* Aim of the exercise:
Report all lines in the records that hold the string "HyperlaneCore".

[Stored data entries]
────────────────────────────────────────
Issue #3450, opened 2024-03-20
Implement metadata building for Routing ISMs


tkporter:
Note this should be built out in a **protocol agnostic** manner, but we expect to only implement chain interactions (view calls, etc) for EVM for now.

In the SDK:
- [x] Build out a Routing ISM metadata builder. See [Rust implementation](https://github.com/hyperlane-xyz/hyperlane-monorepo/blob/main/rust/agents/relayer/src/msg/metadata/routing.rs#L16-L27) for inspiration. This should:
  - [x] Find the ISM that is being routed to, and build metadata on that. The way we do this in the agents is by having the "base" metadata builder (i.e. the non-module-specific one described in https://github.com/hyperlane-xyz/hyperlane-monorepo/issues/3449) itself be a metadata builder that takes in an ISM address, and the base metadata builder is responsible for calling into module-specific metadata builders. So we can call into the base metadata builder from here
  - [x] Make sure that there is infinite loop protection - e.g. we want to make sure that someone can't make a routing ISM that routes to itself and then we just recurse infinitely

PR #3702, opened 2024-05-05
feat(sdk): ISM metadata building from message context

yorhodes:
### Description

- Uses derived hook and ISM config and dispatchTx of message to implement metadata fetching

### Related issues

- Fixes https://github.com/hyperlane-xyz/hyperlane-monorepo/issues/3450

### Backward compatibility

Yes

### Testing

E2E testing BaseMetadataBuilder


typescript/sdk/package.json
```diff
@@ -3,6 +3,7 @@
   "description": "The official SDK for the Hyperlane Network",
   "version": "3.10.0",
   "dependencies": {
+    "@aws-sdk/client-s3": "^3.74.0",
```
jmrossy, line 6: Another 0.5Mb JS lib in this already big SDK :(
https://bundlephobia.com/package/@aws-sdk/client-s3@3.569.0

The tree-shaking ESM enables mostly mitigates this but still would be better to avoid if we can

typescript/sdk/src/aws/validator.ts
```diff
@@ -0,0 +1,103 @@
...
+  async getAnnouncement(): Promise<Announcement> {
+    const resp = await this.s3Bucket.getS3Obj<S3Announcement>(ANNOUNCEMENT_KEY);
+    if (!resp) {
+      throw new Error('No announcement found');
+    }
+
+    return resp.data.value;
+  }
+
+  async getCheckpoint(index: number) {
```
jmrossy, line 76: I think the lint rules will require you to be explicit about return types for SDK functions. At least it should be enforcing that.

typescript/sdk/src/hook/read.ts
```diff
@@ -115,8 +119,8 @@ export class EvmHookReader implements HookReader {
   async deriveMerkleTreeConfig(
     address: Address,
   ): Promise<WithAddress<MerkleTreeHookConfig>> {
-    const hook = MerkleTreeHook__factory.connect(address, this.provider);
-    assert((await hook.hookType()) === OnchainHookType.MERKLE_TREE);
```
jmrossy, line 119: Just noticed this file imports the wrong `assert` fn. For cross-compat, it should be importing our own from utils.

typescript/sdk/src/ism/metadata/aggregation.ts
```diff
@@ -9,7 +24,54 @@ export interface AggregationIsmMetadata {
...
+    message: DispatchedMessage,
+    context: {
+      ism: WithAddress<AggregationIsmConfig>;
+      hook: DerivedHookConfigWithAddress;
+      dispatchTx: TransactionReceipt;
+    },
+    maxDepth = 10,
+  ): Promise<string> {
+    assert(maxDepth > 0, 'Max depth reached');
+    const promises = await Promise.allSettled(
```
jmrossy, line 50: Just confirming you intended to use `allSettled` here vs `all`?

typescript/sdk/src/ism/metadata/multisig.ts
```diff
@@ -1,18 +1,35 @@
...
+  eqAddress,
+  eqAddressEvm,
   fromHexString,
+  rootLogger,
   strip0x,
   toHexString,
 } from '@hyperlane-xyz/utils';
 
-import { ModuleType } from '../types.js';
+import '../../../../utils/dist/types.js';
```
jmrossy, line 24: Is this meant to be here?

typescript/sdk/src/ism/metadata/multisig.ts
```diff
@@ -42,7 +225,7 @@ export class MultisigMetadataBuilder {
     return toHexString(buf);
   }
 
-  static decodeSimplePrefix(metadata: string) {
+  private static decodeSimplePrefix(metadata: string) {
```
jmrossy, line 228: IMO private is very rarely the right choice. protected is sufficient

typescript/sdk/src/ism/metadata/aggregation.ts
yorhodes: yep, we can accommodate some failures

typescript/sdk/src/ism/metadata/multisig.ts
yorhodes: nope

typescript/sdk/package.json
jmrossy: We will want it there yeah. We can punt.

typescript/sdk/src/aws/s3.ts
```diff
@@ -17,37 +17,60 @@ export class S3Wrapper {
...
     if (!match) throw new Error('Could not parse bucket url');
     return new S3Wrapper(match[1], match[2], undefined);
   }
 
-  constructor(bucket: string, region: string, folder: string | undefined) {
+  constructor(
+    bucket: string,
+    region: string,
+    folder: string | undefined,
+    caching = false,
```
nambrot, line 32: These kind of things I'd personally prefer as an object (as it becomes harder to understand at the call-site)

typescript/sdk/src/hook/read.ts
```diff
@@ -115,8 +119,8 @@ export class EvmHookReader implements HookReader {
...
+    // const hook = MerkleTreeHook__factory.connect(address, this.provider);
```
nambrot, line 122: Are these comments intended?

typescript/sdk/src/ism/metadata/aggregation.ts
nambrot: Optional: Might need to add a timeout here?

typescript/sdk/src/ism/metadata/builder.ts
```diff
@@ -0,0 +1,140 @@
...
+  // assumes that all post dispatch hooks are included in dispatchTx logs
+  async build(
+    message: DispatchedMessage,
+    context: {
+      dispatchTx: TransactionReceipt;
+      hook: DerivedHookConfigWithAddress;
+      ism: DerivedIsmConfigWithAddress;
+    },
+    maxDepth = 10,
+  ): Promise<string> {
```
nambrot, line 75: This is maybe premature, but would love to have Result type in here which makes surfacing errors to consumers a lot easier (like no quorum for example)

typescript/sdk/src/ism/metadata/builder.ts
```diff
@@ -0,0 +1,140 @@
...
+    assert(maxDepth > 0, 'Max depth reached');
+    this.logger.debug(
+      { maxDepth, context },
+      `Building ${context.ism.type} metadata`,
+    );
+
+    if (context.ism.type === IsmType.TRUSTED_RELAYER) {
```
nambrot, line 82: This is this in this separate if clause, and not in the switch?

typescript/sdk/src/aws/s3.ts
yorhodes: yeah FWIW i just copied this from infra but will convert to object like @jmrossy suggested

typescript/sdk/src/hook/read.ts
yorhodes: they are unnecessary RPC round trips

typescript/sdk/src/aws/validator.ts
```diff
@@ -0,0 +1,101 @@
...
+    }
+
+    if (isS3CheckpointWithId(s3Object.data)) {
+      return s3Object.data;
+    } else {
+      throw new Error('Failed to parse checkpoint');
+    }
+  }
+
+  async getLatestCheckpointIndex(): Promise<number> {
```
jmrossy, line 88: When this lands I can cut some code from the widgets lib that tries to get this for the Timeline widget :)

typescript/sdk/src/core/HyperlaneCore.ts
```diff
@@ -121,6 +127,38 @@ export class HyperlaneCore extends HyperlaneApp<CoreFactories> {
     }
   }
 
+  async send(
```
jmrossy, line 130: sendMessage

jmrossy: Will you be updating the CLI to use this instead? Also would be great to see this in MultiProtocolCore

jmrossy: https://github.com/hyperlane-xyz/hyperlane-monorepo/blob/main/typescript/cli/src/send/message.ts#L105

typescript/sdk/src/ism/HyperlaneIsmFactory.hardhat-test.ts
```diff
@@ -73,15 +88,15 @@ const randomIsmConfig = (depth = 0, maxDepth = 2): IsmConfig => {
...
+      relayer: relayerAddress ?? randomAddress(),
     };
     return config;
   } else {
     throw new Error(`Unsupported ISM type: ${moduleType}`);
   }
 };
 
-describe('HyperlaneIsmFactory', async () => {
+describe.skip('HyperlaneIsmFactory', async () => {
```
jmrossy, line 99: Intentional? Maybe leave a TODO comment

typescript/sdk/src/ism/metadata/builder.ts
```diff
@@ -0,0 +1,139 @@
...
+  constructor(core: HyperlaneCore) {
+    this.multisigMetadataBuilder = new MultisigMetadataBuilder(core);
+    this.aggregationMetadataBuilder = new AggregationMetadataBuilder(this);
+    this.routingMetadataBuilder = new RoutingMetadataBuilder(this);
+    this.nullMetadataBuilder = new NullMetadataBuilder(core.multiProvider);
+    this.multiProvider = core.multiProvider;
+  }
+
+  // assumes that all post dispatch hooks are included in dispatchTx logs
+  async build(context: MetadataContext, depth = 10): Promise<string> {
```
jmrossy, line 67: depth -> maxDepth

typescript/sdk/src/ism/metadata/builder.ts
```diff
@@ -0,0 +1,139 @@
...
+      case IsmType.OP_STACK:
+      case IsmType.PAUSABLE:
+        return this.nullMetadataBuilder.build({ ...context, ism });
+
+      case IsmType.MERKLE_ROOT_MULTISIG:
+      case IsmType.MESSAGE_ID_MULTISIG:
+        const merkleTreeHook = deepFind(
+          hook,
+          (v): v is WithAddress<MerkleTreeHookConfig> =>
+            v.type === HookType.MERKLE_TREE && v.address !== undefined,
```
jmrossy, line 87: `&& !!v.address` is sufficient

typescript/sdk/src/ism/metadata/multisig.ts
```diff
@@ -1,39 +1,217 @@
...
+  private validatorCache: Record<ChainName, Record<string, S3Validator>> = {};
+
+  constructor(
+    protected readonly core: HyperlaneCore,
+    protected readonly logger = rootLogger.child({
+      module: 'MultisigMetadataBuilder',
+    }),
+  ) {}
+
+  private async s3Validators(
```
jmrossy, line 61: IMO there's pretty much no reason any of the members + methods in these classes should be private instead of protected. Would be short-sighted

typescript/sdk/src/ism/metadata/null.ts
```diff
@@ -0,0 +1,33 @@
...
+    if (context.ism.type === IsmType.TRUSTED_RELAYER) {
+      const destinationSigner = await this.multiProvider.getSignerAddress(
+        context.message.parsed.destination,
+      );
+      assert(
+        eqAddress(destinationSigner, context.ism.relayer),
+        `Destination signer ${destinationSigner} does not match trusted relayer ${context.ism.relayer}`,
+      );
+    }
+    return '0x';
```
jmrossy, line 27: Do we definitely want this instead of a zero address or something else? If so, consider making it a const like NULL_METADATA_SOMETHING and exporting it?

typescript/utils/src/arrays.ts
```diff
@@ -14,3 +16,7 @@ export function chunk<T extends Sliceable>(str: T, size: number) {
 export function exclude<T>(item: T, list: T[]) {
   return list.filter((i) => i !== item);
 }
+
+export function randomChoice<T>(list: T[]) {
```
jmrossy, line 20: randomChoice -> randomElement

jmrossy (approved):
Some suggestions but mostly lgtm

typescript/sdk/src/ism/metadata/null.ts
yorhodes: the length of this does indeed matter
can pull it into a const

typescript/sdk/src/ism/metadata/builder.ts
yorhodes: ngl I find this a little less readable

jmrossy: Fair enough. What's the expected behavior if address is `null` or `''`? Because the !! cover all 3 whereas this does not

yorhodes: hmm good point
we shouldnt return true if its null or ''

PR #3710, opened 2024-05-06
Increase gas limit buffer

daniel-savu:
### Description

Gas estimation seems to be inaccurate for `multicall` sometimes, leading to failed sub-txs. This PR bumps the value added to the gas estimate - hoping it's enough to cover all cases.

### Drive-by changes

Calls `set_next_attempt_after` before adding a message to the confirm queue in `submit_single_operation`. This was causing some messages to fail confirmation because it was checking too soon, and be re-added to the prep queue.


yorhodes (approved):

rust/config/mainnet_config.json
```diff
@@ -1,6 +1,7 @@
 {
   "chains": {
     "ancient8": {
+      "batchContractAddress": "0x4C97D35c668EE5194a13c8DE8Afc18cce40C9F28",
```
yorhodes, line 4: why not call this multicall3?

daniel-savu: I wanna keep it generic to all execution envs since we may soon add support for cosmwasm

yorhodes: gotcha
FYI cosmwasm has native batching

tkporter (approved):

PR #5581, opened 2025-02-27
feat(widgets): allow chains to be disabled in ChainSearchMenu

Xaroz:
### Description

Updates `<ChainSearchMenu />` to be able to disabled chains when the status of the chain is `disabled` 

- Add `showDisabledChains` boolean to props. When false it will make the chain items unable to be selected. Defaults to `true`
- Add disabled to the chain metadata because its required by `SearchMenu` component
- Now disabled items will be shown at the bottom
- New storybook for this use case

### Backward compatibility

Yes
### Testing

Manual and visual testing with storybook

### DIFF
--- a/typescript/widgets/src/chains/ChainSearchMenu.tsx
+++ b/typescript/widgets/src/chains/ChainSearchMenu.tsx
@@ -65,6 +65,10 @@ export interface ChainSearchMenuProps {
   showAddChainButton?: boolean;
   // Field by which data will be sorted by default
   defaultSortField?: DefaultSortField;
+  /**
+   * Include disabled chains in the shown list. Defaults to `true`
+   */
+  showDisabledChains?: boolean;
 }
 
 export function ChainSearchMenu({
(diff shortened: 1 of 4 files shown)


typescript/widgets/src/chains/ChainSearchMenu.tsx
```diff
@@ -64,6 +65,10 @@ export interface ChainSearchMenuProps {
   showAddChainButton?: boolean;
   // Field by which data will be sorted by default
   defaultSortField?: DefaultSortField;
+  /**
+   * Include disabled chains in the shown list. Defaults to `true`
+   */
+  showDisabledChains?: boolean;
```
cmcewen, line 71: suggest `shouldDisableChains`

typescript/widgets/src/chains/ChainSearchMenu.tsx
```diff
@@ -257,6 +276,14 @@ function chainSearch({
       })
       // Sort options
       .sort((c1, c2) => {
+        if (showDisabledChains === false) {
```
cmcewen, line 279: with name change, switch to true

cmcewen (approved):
────────────────────────────────────────
* Written response:
typescript/sdk/src/core/HyperlaneCore.ts
@@ -121,6 +127,38 @@ export class HyperlaneCore extends HyperlaneApp<CoreFactories> {
+  constructor(core: HyperlaneCore) {
+    protected readonly core: HyperlaneCore,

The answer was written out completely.